Different kinds of bankruptcy work better in different situations. Reviewing the differences between the various kinds of bankruptcy can help people choose the best way to file. Many individuals may look to a Chapter 13 bankruptcy to protect their assets and income during the bankruptcy.
One of the differences that set a Chapter 13 filing apart from a Chapter 7 bankruptcy is the repayment plan. The party filing for bankruptcy will have to create and then carry out a repayment plan. The successful completion of the repayment plan can lead to the discharge of the remaining balances of unsecured debts, like credit card balances and medical debts.
When you understand how the repayment plan works, filing a Chapter 13 bankruptcy may not seem quite so intimidating.
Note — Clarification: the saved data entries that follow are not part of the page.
Issue #4851, opened 2019-07-23
CI: golangci-lint out of memory 


medyagh:
we had this issue yesterday, for two PRs but it was flaky and not consistant error:

today I saw it in travis again : here https://travis-ci.org/kubernetes/minikube/jobs/562528986 
```

goroutine 11121 [runnable]:
github.com/golangci/golangci-lint/pkg/golinters/goanalysis/checker.execAll.func1(0xc0a63ed400)
	/home/travis/gopath/src/github.com/golangci/golangci-lint/pkg/golinters/goanalysis/checker/checker.go:290
created by github.com/golangci/golangci-lint/pkg/golinters/goanalysis/checker.execAll
	/home/travis/gopath/src/github.com/golangci/golangci-lint/pkg/golinters/goanalysis/checker/checker.go:297 +0x11b
goroutine 11206 [semacquire]:
sync.runtime_SemacquireMutex(0xc0a63ed404, 0xc001d0f000)
	/home/travis/.gimme/versions/go1.12.5.linux.amd64/src/runtime/sema.go:71 +0x3d
sync.(*Mutex).Lock(0xc0a63ed400)
	/home/travis/.gimme/versions/go1.12.5.linux.amd64/src/sync/mutex.go:134 +0x109
sync.(*Once).Do(0xc0a63ed400, 0xc0a6500790)
	/home/travis/.gimme/versions/go1.12.5.linux.amd64/src/sync/once.go:40 +0x3b
github.com/golangci/golangci-lint/pkg/golinters/goanalysis/checker.(*action).exec(0xc0a63ed400)
	/home/travis/gopath/src/github.com/golangci/golangci-lint/pkg/golinters/goanalysis/checker/checker.go:303 +0x50
github.com/golangci/golangci-lint/pkg/golinters/goanalysis/checker.execAll.func1(0xc0a63ed400)
	/home/travis/gopath/src/github.com/golangci/golangci-lint/pkg/golinters/goanalysis/checker/checker.go:291 +0x34
created by github.com/golangci/golangci-lint/pkg/golinters/goanalysis/checker.execAll
	/home/travis/gopath/src/github.com/golangci/golangci-lint/pkg/golinters/goanalysis/checker/checker.go:297 +0x11b

```

the error is reported in: it seems to be the root cause of the problem:
https://github.com/golangci/golangci-lint/issues/483

medyagh:
The work arround for this issue is setting the "GOGC" env variable
[...]

PR #4852, opened 2019-07-23
Separate make lint targets for developers vs travis

medyagh:
Hopefully closes https://github.com/kubernetes/minikube/issues/4851 without making the 10 minutes. 
address the golangci-lint out of memory flaky fails

currently it runs at  5 min 57 sec

### DIFF
--- a/Makefile
+++ b/Makefile
@@ -48,9 +48,9 @@ KERNEL_VERSION ?= 4.16.14
 GO_VERSION ?= $(shell go version | cut -d' ' -f3 | sed -e 's/go//')
 GOLINT_VERSION ?= v1.17.1
 # Limit number of default jobs, to avoid the CI builds running out of memory
-GOLINT_JOBS ?= 1
+GOLINT_JOBS ?= 2
 # see https://github.com/golangci/golangci-lint#memory-usage-of-golangci-lint
-GOLINT_GOGC ?= 8
+GOLINT_GOGC ?= 5
 
 export GO111MODULE := on
 
--- a/Makefile
+++ b/Makefile
@@ -280,6 +280,16 @@ out/linters/golangci-lint:
 
 .PHONY: lint
 lint: pkg/minikube/assets/assets.go pkg/minikube/translate/translations.go out/linters/golangci-lint
+	GOGC=100 ./out/linters/golangci-lint run \
+	  --deadline 4m \
+	  --build-tags "${MINIKUBE_INTEGRATION_BUILD_TAGS}" \
+	  --enable goimports,gocritic,golint,gocyclo,interfacer,misspell,nakedret,stylecheck,unconvert,unparam \
+	  --exclude 'variable on range scope.*in function literal|ifElseChain' \
+	  ./...
+
+# lint-ci is slower than lint and is meant to be used in ci (travis) to avoid out of memory leaks.
+.PHONY: lint-ci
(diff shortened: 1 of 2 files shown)


josedonizetti:
@medyagh did any build broke after @afbjorklund fix https://github.com/kubernetes/minikube/pull/4850 this morning?

medyagh:
> t least locally, only adding GOLINT_GOGC was enough to drop the memory usage, GOLINT_JOBS could be set to the previous value.

it didn't I made this PR before I saw ander's changes but I also noticed it added the test time from 5 to 10, I believe this PR will bring it back to 5 minutes and hopefully still fix the issue

medyagh:
I am thinking to make a lint target just for travis with limited ram, and let the default make lint be memory consumer for contributors, so the contributors dont face slow linting on their machine

Makefile
```diff
@@ -280,6 +280,16 @@ out/linters/golangci-lint:
 
 .PHONY: lint
 lint: pkg/minikube/assets/assets.go pkg/minikube/translate/translations.go out/linters/golangci-lint
+	GOGC=100 ./out/linters/golangci-lint run \
```
afbjorklund: `GOGC=100` is the default, remove

Makefile
```diff
@@ -280,6 +280,16 @@ out/linters/golangci-lint:
...
+	  --deadline 4m \
+	  --build-tags "${MINIKUBE_INTEGRATION_BUILD_TAGS}" \
+	  --enable goimports,gocritic,golint,gocyclo,interfacer,misspell,nakedret,stylecheck,unconvert,unparam \
```
afbjorklund: Maybe a variable for these ?

test.sh
```diff
@@ -23,7 +23,7 @@ go mod download 2>&1 | grep -v "go: finding" || true
 go mod tidy -v && echo ok || ((exitcode+=2))
 
 echo "= make lint ============================================================="
-make -s lint && echo ok || ((exitcode+=4))
+make -s lint-travis && echo ok || ((exitcode+=4))
```
afbjorklund: Think you meant “lint-ci”

afbjorklund:
I don’t really run golangci-lint locally because it is such a beast, I prefer golint. So prefer the “reportcard”, and let CI do the extended checks...

afbjorklund:
> I am down for using a standard lint for all developers, do you mind sharing your lint options. in my case, I like it as pre-commit hook. it is nice to not to commit if it will fail on travis.

Basically I think `make golint` covers it, but it is only `make gofmt` that is *mandatory*.

The authors of golint explicitly say that they do **not** want it to be blocking anything:

> The suggestions made by golint are exactly that: suggestions. Golint is not perfect, and has both false positives and false negatives. Do not treat its output as a gold standard. We will not be adding pragmas or other knobs to suppress specific warnings, so do not expect or require code to be completely "lint-free". In short, this tool is not, and will never be, trustworthy enough for its suggestions to be enforced automatically, for example as part of a build process.

And authors of golangci-lint recommends that it is **not** run locally, but by the system:

> Local installation is not recommended for your CI pipeline. Only install the linter this way in a local development environment.

----

Other than that, I expect **all** commits to pass through `gofmt` and `go vet`,
but also hopefully through golint and gocyclo and some of the other checks.

Adding pre-commit hooks is up to each commiter, but they need to be fast.
As long as `make lint` and `make test` are so heavy as they are now, it's out.


For me they now take 16s and 1m20s respectivelym and use 2-3G of memory.

That's OK to run every once in a while, but not on every single commit or edit.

You won’t have to make multiple payments anymore
Your repayment plan is under the management of the trustee assigned to your bankruptcy filing by the courts. The trustee reviews your financial records and coordinates a meeting of creditors. At that meeting, they will question you and use the information and input from the creditors present to create a repayment plan. Typically, certain debts will have priority over others.
The party filing for Chapter 13 bankruptcy will make one payment directly to the courts every month. The trustee must distribute that payment to the various creditors affected by the bankruptcy. After several years of payments, typically between three and five, the person who filed may become eligible for a discharge.
Learning more about Chapter 13 bankruptcy can lead to better decisions about your upcoming filing.